*Instructions to follow*
Copy each line in the data below that contains the word "repositories".

*Records shown*
PR #5263, opened 2024-07-12
feat: Add and edit github connection

AdityaHegde:
Notion: https://www.notion.so/rilldata/RD-RC-1-3-Project-Status-Page-updates-dd5daf216f5a4c05886b98bc20d4f8f5


web-admin/src/features/projects/github/GithubRepoUpdater.ts
```diff
@@ -0,0 +1,65 @@
...
+
+  public readonly status = derived(
+    [this.userStatus, this.userRepos],
+    ([userStatus, userRepos]) => {
+      if (userStatus.isFetching || userRepos.isFetching) {
+        return {
+          isLoading: true,
+          error: undefined,
+        };
+      }
```
ericpgreen2, line 36: We should be consistent with terminology. If reading `isFetching`, then we should return `isFetching`. If reading `isLoading`, then we should return `isLoading`.

web-admin/src/features/projects/github/GithubRepoSelectionDialog.svelte
```diff
@@ -0,0 +1,135 @@
...
+    AlertDialogContent,
+    AlertDialogDescription,
+    AlertDialogFooter,
+    AlertDialogHeader,
+    AlertDialogTitle,
+    AlertDialogTrigger,
+  } from "@rilldata/web-common/components/alert-dialog";
+  import { Button } from "@rilldata/web-common/components/button";
+  import Github from "@rilldata/web-common/components/icons/Github.svelte";
+  import Select from "@rilldata/web-common/components/forms/Select.svelte";
```
ericpgreen2, line 19: A little out-of-scope of this PR, but it'd be nice to deprecate this in favor of [ShadCN's Select component](https://www.shadcn-svelte.com/docs/components/select)

web-admin/src/features/projects/github/GithubConnection.ts
ericpgreen2, line 1: IMO this extra layer of abstraction isn't necessary & adds complexity. 

Is there something wrong with using vanilla TanStack Query in the `ProjectGitHubConnection.svelte` component? That's the pattern we're using most frequently throughout the codebase.

web-admin/src/features/projects/github/GithubRepoUpdater.ts
ericpgreen2, line 1: Similarly, is there a reason to be adding this abstraction on top of vanilla TanStack Query? To update the GitHub repo seems like a vanilla mutation and shouldn't require too much complexity. I wonder if the bugginess I shared via Jam is a derivative of this complexity.

_If_ we're to go down this route, I'd expect a "GithubRepoUpdater" to include a method to actually update the Github repo, but that looks to be happening outside of this abstraction in the `GithubRepoSelectionDialog.svelte` component.

ericpgreen2:
Some initial UXQA –

1. Editing the GitHub repo is buggy. The GitHub repo rendered in `ProjectGitHubConnection.svelte` never updates. And the listed resources appear to be linked to the previous (t-1) GitHub repo, not the current (t) GitHub repo. I'll send a Jam via Slack.
2. The dropdown should be initialized with the current GitHub repository (in this case, `rill-examples`)
    image
3. @ericokuma, it looks like we need to add a field to configure the `subpath`. FWIW, here's how Vercel handles selecting a "root directory":
    image

ericpgreen2 (changes requested):

web-admin/src/features/projects/github/GithubRepoUpdater.ts
AdityaHegde: This endpoint can be slow if there are a lot of repos and orgs connected. I want to avoid refetching it on window focus all the time, but only when `connect to github` or `choose other repos` is clicked.

Both have a check to only refetch if it was explicitly asked for (basically the `connecting` check).

Naming this `GithubRepoUpdater` is just a remnant of some old code.

web-admin/src/features/projects/github/GithubRepoSelectionDialog.svelte
```diff
@@ -0,0 +1,140 @@
...
+    void invalidateRuntimeQueries(
+      queryClient,
+      $projectQuery.data.prodDeployment.runtimeInstanceId,
+    );
+    open = false;
+  }
+
+  function handleVisibilityChange() {
+    if (document.visibilityState !== "visible") return;
+    void githubReposConnection.focused();
```
ericpgreen2, line 72: I had to read this function implementation to know what it was doing. If we put the Query Observer in this component, we could use `$githubUserReposQuery.refetch()`, which would be more explicit.

web-admin/src/features/projects/github/GithubRepoUpdater.ts
ericpgreen2: Gotcha. The vanilla TanStack approach would be to use `$githubQuery.refetch()` in the component itself. Might be simpler?

ericpgreen2 (changes requested):
Some more UXQA:
- All user-facing text that says "github" or "Github" should be "GitHub"
- After triggering the connect-to-GitHub flow via the UI, it looks like this page should say "... continue setup in your original tab."
    image
- I get back 150 repos from the `ListGithubUserRepos` API, but the `Select` component only shows me the first 100.

web-admin/src/features/projects/github/ProjectGithubConnection.svelte
```diff
@@ -0,0 +1,128 @@
...
+  });
+  const userStatus = githubConnection.userStatus;
+
+  function connectToGithub() {
+    confirmDialogOpen = true;
+  }
+
+  function confirmConnectToGithub() {
+    confirmDialogOpen = false;
+    void githubConnection.check();
```
ericpgreen2, line 42: Here as well, I had to read the function implementation to understand what was going on. What about just 
```
const githubUserStatusQuery = createAdminServiceGetGithubUserStatus();

...

window.open(
  $githubUserStatusQuery.data?.grantAccessUrl,
  "_blank",
)
```

web-admin/src/features/projects/github/GithubRepoUpdater.ts
AdityaHegde: We are refetching the query right? The idea is to hide as much code outside of components as possible. We still need the check if we popped a page to select github repos or not.

This will also hopefully allow us to abstract such code out. But it will have to be follow ups

ericpgreen2:
Writing down what we discussed live:
- The motivation behind the `GitHubConnection` classes is to track the state of the connect-to-GitHub flow (which happens in a new tab). We want to be smart about when we refetch `GetGitHubUserStatus` and `ListGitHubUserRepos`, each of which can take a couple seconds. The refetches should happen after the connect-to-GitHub flow on page re-focus. However, these `GitHubConnection` classes are hard to read.
- We should know why updating the GitHub repo leads to a page flash. We figured out it's the result of a `GetProject` request that omits cookies & returns a 401 error. But why does the request not include cookies?

admin/server/github.go
```diff
@@ -836,11 +836,18 @@ func (s *Server) fetchReposForInstallation(ctx context.Context, client *github.C
 			if repo.Owner != nil {
 				owner = fromStringPtr(repo.Owner.Login)
 			}
+			var branch string
+			if repo.DefaultBranch != nil {
```
k-anshul, line 840: Just confirming, did you check if either one of them is always set ? The github APIs though document same repository schema but I have seen usually they miss field in one API or other.

k-anshul (approved):

k-anshul:
Approving from backend POV

admin/server/github.go
AdityaHegde: Good question, just checked [the docs](https://docs.github.com/en/rest/apps/installations?apiVersion=2022-11-28#list-repositories-accessible-to-the-user-access-token) for this API. `default_branch` is in required section.

ericpgreen2:
FYI, @jkhwu updated the designs to remove a couple cases of indentation. E.g., see these new mocks:
image
image

web-admin/src/features/projects/github/ConnectToGithubButton.svelte
```diff
@@ -0,0 +1,86 @@
...
+
+  export let open = false;
+  export let loading = false;
+  export let onContinue: () => void;
+
+  let githubRepoCreated = false;
+
+  function openGithubRepoCreator() {
+    // we need a popup window so we cannot use href
+    window.open("https://github.com/new", "", "width=1024,height=600");
```
ericpgreen2, line 22: Nit: we can name the window (2nd parameter) `githubWindow`

web-admin/src/features/projects/github/GithubData.ts
```diff
@@ -0,0 +1,144 @@
...
+    await waitUntil(() => !get(this.userStatus).isFetching);
+    const userStatus = get(this.userStatus).data;
+    if (!userStatus?.grantAccessUrl) {
+      return;
+    }
+
+    this.openGithubConnectWindow(userStatus.grantAccessUrl);
+  }
+
+  public async refetch() {
```
ericpgreen2, line 93: I think this function is only used internally – so it could be `private`?

ericpgreen2 (commented):
UXQA: 
1. The "Are you sure you want to connect?" dialog flashes & proceeds without waiting for confirmation from the user. [See Jam](https://jam.dev/c/9353aa1d-1e70-49c9-89db-8fb8da8de07b)
2. After going through the "choose other repos" flow, I get brought to this page that references the CLI.
    image
    Possibly related, I've been wondering – when the connect-to-GitHub flow is complete, can we somehow communicate this to the `/status` page, so it knows exactly when to refetch the list of repositories? Polling doesn't feel exactly right, (but the way you've contained the polling looks good).

web-admin/src/features/projects/github/GithubData.ts
```diff
@@ -0,0 +1,144 @@
...
+    if (this.windowCheckTimer) clearInterval(this.windowCheckTimer);
+    this.userPromptWindow = window.open(url, "", "width=1024,height=600");
+
+    // periodically check if the new window was closed
+    this.windowCheckTimer = setInterval(() => {
+      if (!this.userPromptWindow.closed) return;
+      clearInterval(this.windowCheckTimer);
+      this.windowCheckTimer = undefined;
+      this.userPromptWindow = undefined;
+      void this.refetch();
```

*Answer to this problem*
AdityaHegde: Good question, just checked [the docs](https://docs.github.com/en/rest/apps/installations?apiVersion=2022-11-28#list-repositories-accessible-to-the-user-access-token) for this API. `default_branch` is in required section.
    Possibly related, I've been wondering – when the connect-to-GitHub flow is complete, can we somehow communicate this to the `/status` page, so it knows exactly when to refetch the list of repositories? Polling doesn't feel exactly right, (but the way you've contained the polling looks good).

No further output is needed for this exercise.